Research On Control Algorithms Of High Precision Pointing And Tracking System For Optical Intersatellite Communications

In this thesis, focusing on high precision pointing and tracking system in optical intersatellite communication, vibration suppression and performance improving used advanced control algorithms are researched, and then the simulation results are given. The topics are as follows:First, the sources and kinds of vibration in optical intersatellite communication are discussed, and base on actual vibration spectrum measured on the communication satellites, some rules are summarized. As an example using sine wave, the effect of vibration amplitude and frequency and time on bit error rate is researched. Finally, the technique of vibration suppression is discussed. The passive isolation that is simple is adopted for high frequency part and the effort of high frequency suppression is obvious. The bandwidth adaptive that doesn't need new plants is adopted for low frequency part and simulation results indicate that the scheme is valid for the suppression of bit error rate increasing produced by satellite platform vibration.Secondly, the performance of the acousto-optic steering system is deteriorated as a result of the coupling because of nonlinear of quadrant detector and the pointing error introduced by satellite platform vibration.
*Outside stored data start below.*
PR #634, opened 2020-04-06
Disable shards until ShardCase is unlocked

### LINKED ISSUE #293: Lock shards behind the shard case key item
The shard case will be unlocked after the first prestige. Currently you can access the shard menu at any time, even without the KeyItem.

Ishadijcks:
Closes #293 

- Disable the Start Menu entry if the shardcase is not yet unlocked.
- Don't allow the player to gain shards until they unlock the case

### DIFF
--- a/src/components/gameMenu.html
+++ b/src/components/gameMenu.html
@@ -19,8 +19,9 @@
         <li>
             <a class="dropdown-item" href="#logBookModal" data-toggle="modal">Log Book</a>
         </li>
-        <li>
-            <a class="dropdown-item" href="#" data-bind="click:function(){App.game.shards.openShardModal()}">Shards</a>
+        <li data-bind="attr: {  title: App.game.shards.canAccess() ? '' : 'Progress further to unlock...'}">
+            <a class="dropdown-item" href="#" data-bind="click:function(){App.game.shards.openShardModal()},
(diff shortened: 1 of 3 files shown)


src/components/gameMenu.html
```diff
@@ -41,7 +42,9 @@
             <a class="dropdown-item" href="https://discordapp.com/invite/rHF3V54" target="_blank">Discord</a>
         </li>
         <li>
-            <a class="dropdown-item" href="https://gitreports.com/issue/pokeclicker/pokeclicker?name=Anonymous&issue_title=[BUG%20REPORT]%20" target="_blank">Report a bug</a>
+            <a class="dropdown-item"
+               href="https://gitreports.com/issue/pokeclicker/pokeclicker?name=Anonymous&issue_title=[BUG%20REPORT]%20"
+               target="_blank">Report a bug</a>
```
Ishadijcks, line 47: Formatting

RedSparr0w:
Do you think it would be better to just hide the shards entry until it is unlocked?
Or update the `openShardModal` to just show a error notification like the daycare/routes etc?

Ishadijcks:
I like that it is teasing the player in the menu. However I noticed that the bootstrap `.disabled` also disable any pointer events so the denied notification doesn't show up anymore. Easy fix would be to make our own disabled class that only changes the style.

For this problem, this paper introduces the model reference adaptive control system, and presents the perfect model. The model reference adaptive controller is designed to force the output of the acousto-optic steering system following the output of the perfect model to improve the system performance. Then the hyperstability theory is used to make sure the adaptive parameters and analyze the stability of the system. Finally, the simulation is performed to examine the capacity of the system performance improvement and platform vibration suppression.Finally, the paper presents the Lyapunov-based decentralized control system because the piezo-electric steering system is complex dynamics and can't know status of controlled plant. The decentralized adaptive controller is designed and the adaptive parameters are decided by the Lyapunov function in order to assure the system is stable. Finally, the simulation is performed to examine the capacity of the system performance improvement and platform vibration suppression.